Breaking the Heavy-Tailed Noise Barrier in Stochastic Optimization Problems
Nikita Puchkin, Eduard Gorbunov, Nikolay Kutuzov, Alexander Gasnikov
TL;DR
We address stochastic convex optimization under structured heavy-tailed noise by stabilizing gradients with the smoothed median of means, enabling high-probability convergence bounds for clipped-SGD and clipped-SSTM that exceed classical $\mathcal{O}(K^{-2(\alpha-1)/\alpha})$ rates. The analysis hinges on decomposing component noise densities into a symmetric part and a lighter antisymmetric part, yielding finite bias and variance bounds for SMoM estimators and translating these into improved rates for both clipped-SGD and its accelerated variant in convex and strongly convex regimes.
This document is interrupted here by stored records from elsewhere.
PR #2577, opened 2026-04-02
Handle race condition with a deleted deployment group

kybishop:
We saw this crop up a few times

### DIFF
--- a/lib/nerves_hub/managed_deployments.ex
+++ b/lib/nerves_hub/managed_deployments.ex
@@ -634,10 +634,20 @@ defmodule NervesHub.ManagedDeployments do
   end
 
   @spec verify_deployment_group_membership(Device.t()) :: Device.t()
-  def verify_deployment_group_membership(
-        %Device{deployment_id: deployment_id, firmware_metadata: %{version: device_version}} = device
-      )
+  def verify_deployment_group_membership(%Device{deployment_id: deployment_id} = device)
       when not is_nil(deployment_id) do
+    with {:ok, deployment_group} <- get_or_clear_deployment_group(device) do
+      audit_device_deployment_group(device, deployment_group)
+    end
+  end
+
+  def verify_deployment_group_membership(device), do: device
+
+  # This is meant to safeguard against race conditions where the deployment group is deleted
+  # Simply returns the device if the deployment group was cleared since there isn't any more checking to do
+  defp get_or_clear_deployment_group(device) do
+    deployment_id = device.deployment_id
+
     deployment_group =
       DeploymentGroup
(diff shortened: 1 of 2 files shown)


lib/nerves_hub/managed_deployments.ex
```diff
@@ -634,23 +634,43 @@ defmodule NervesHub.ManagedDeployments do
...
+    with {:ok, deployment_group} <- get_or_clear_deployment_group(device) do
+      audit_device_deployment_group(device, deployment_group)
+    end
+  end
+
+  def verify_deployment_group_membership(device), do: device
+
+  # This is meant to safeguard against race conditions where the deployment group is deleted
+  # Simply returns the device if the deployment group was cleared since there isn't any more checking to do
+  defp get_or_clear_deployment_group(device) do
```
joshk, line 648: this function is expected to return a deployment, but on line 663 it will return the updated device. 

It might be best to return `{:error, :deployment_cleared, device}` for consistency, although this would mean adding an `else` to the `with` so that the `device` can be returned.

lib/nerves_hub/managed_deployments.ex
```diff
@@ -634,23 +634,43 @@ defmodule NervesHub.ManagedDeployments do
...
       |> from(as: :deployment_group)
       |> where([d], d.id == ^deployment_id)
       |> join_current_release(true)
       |> Repo.one()
 
+    if deployment_group do
+      {:ok, deployment_group}
+    else
+      device
+      |> Ecto.Changeset.change(%{deployment_id: nil})
```
joshk, line 662: I think it would be nice to move this to `Device.clear_deployment()`

joshk: we can then apply this to line 703

lib/nerves_hub/managed_deployments.ex
```diff
@@ -634,23 +634,43 @@ defmodule NervesHub.ManagedDeployments do
...
+      |> Repo.update!()
+    end
+  end
+
+  defp audit_device_deployment_group(device, deployment_group) do
```
joshk, line 667: I don't think this should be broken out into a separate function, since this is where the verification happens. The auditing is just a side effect of the deployment.

joshk (changes requested):
I'm surprised you have seen these errors, as this is a very, very specific race condition, requiring a deployment to be deleted just as a device has been loaded after its connection to NH.

kybishop:
I think I'm just going to close this out for now as we haven't seen this crop up again. I'll come back to it if we see the bug repeat itself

The results demonstrate practical gains on heavy-tailed problems and point to extensions to non-convex, non-smooth, and distributed settings, with potential further log-factor improvements. Overall, the structured-noise model and SMoM gradient estimation provide a principled route to faster stochastic optimization under heavy-tailed perturbations.
Abstract
We consider stochastic optimization problems with heavy-tailed noise with structured density. For such problems, we show that it is possible to get faster rates of convergence than $\mathcal{O}(K^{-2(α- 1)/α})$, when the stochastic gradients have finite moments of order $α\in (1, 2]$. In particular, our analysis allows the noise norm to have an unbounded expectation. To achieve these results, we stabilize stochastic gradients, using smoothed medians of means. We prove that the resulting estimates have negligible bias and controllable variance. This allows us to carefully incorporate them into clipped-SGD and clipped-SSTM and derive new high-probability complexity bounds in the considered setup.